I began this project as the final assignment for an introductory Python programming course. Although I already had a strong background in Python prior to taking the class, I wanted to challenge myself by pursuing a project that went well beyond the course requirements. I decided to train a YOLO (You Only Look Once) object detection model to recognize musical symbols in sheet music, a task that combines computer vision, dataset design, and domain-specific structure. This type of project falls under the realm of MOCR or musical optical character recognition. In the future, I hope to build an application that can take an inputted .PDF file and export an .MXL to help composers and arrangers in their workflow.

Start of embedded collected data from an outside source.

PR #10154, opened 2015-11-30
enable banshee death sound

teees:


mods/ts/rules/aircraft.yaml
```diff
@@ -260,6 +260,8 @@ SCRIN:
 		PipTypeEmpty: AmmoEmpty
 	AutoTarget:
 	RenderSprites:
+	DeathSounds:
+		DeathTypes: EnergyDeath, SmallExplosionDeath, ExplosionDeath, BulletDeath, HeadshotDeath, FireDeath
```
abcdefg30: This doesn't look correct. If no `DeathTypes` given, the sound should always play (regardless of death type).

I filed #10156 to fix this.

teees: Yeah I was asking in irc specifically because of this. Will adapt the pr

abcdefg30:
The sound is really hard to hear. Are we sure that this is the right sound and can we play it louder?

teees:
The problem here is that cabal is just too loud and the "ooops"/banshee death sound gets drowned by it.

abcdefg30:
Anyway, the sound is played. :+1:

obrakmann:
Sorry, but I don't hear anything, even when I remove the `ActorLostNotification` from `^Aircraft`.

obrakmann:
What's missing for this to work is this:
```diff
diff --git a/mods/ts/rules/aircraft.yaml b/mods/ts/rules/aircraft.yaml
index 23e4412..3db76e5 100644
--- a/mods/ts/rules/aircraft.yaml
+++ b/mods/ts/rules/aircraft.yaml
@@ -261,6 +261,7 @@ SCRIN:
        AutoTarget:
        RenderSprites:
        DeathSounds:
+               DeathTypes: Explosion, SmallExplosionDeath
 
 APACHE:
        Inherits: ^Helicopter
```

PR #10162, opened 2015-12-02
fix hovers trait to use heightmap

teees:
Uses the heightmap to get the correct altitude.
This was already worked around in Tiberian Sun via upgrades (#9716)

Since aircraft don't hover until reaching cruise altitude (at least in ts), I'd suggest reusing those upgrades in #10163

### DIFF
--- a/OpenRA.Mods.Common/Traits/Render/Hovers.cs
+++ b/OpenRA.Mods.Common/Traits/Render/Hovers.cs
@@ -23,19 +23,19 @@ namespace OpenRA.Mods.Common.Traits
 		[Desc("Amount of Z axis changes in world units.")]
 		public readonly int OffsetModifier = -43;
 
+		public readonly int MinHoveringAltitude = 0;
+
 		public override object Create(ActorInitializer init) { return new Hovers(this, init.Self); }
 	}
 
 	public class Hovers : UpgradableTrait<HoversInfo>, IRenderModifier
 	{
 		readonly HoversInfo info;
-		readonly bool aircraft;
 
 		public Hovers(HoversInfo info, Actor self)
 			: base(info)
 		{
 			this.info = info;
-			aircraft = self.Info.HasTraitInfo<AircraftInfo>();
 		}
 
 		public IEnumerable<IRenderable> ModifyRender(Actor self, WorldRenderer wr, IEnumerable<IRenderable> r)
@@ -43,7 +43,9 @@ namespace OpenRA.Mods.Common.Traits
 			if (self.World.Paused || IsTraitDisabled)
 				return r;
 
-			var visualOffset = !aircraft || self.CenterPosition.Z > 0 ? (int)Math.Abs((self.ActorID + Game.LocalTick) / 5 % 4 - 1) - 1 : 0;
+			var visualOffset = self.World.Map.DistanceAboveTerrain(self.CenterPosition).Length >= info.MinHoveringAltitude
+				? (int)Math.Abs((self.ActorID + Game.LocalTick) / 5 % 4 - 1) - 1
+				: 0;
 			var worldVisualOffset = new WVec(0, 0, info.OffsetModifier * visualOffset);
 
 			return r.Select(a => a.OffsetBy(worldVisualOffset));


OpenRA.Mods.Common/Traits/Render/Hovers.cs
```diff
@@ -43,7 +43,7 @@ public IEnumerable<IRenderable> ModifyRender(Actor self, WorldRenderer wr, IEnum
 			if (self.World.Paused || IsTraitDisabled)
 				return r;
 
-			var visualOffset = !aircraft || self.CenterPosition.Z > 0 ? (int)Math.Abs((self.ActorID + Game.LocalTick) / 5 % 4 - 1) - 1 : 0;
+			var visualOffset = !aircraft || self.World.Map.DistanceAboveTerrain(self.CenterPosition).Length > 0 ? (int)Math.Abs((self.ActorID + Game.LocalTick) / 5 % 4 - 1) - 1 : 0;
```
Mailaender: > [SP2100] Code line must be no longer than 180 characters (now 181).

This one is a bit stupid, but you can easily solve this with 

```csharp
var height = self.World.Map.DistanceAboveTerrain(self.CenterPosition).Length;
```

GraionDilach: Or just a newline in front of the ?, then another in front of : for additional readability.

teees: Thanks, I missed that. Thought I would not need to make check my oneline changes :P

OpenRA.Mods.Common/Traits/Render/Hovers.cs
```diff
@@ -43,7 +43,9 @@ public IEnumerable<IRenderable> ModifyRender(Actor self, WorldRenderer wr, IEnum
 			if (self.World.Paused || IsTraitDisabled)
 				return r;
 
-			var visualOffset = !aircraft || self.CenterPosition.Z > 0 ? (int)Math.Abs((self.ActorID + Game.LocalTick) / 5 % 4 - 1) - 1 : 0;
+			var visualOffset = !aircraft || self.World.Map.DistanceAboveTerrain(self.CenterPosition).Length > 0
```
atlimit8: This would have to be `var visualOffset = aircraft == null || self.World.Map.DistanceAboveTerrain(self.CenterPosition).Length >= aircraft.MinAirborneAltitude`

penev92: Actually this trait shouldn't care about aircraft at all. Especially with the PR that only enables it at cruise altitude.

I'd lobby for keeping it `> 0`, but the TS MLRS is will need to hover only when above the ground (not when EMP-ed) (granted, that should still be possible now). So for the sake of both flexibility and clean architecture I suggest adding a `(Min)HoveringAltitude` or similar and removing the dependency on `Aircraft` entirely.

Throughout this project, I used the Ultralytics YOLO framework. At first, I collected images of sheet music and individual musical symbols from a variety of online sources, and then, I manually annotated them using LabelImg. In total, I trained the model to detect ten distinct musical symbols: whole notes, half notes, quarter notes, eighth notes, sixteenth notes, treble clefs, alto (C) clefs, bass clefs, sharps, and flats. Because musical notation contains many visually similar symbols, careful labeling and dataset construction were essential to the project’s outcome.
To improve the model’s ability to distinguish between closely related symbols, I also included images of thirty-second notes and blank staves with zero labels. This helped teach the model not only what is a target symbol, but also what is not, reducing false positives and improving robustness. After training, I integrated the model with a live webcam feed using the OpenCV library, allowing for real-time detection and visualization of musical symbols.
This project allowed me to apply Python in a practical, end-to-end machine learning workflow, from data collection and annotation to model training, evaluation, and deployment. The full dataset, training configuration, and source code are available in the linked GitHub repository.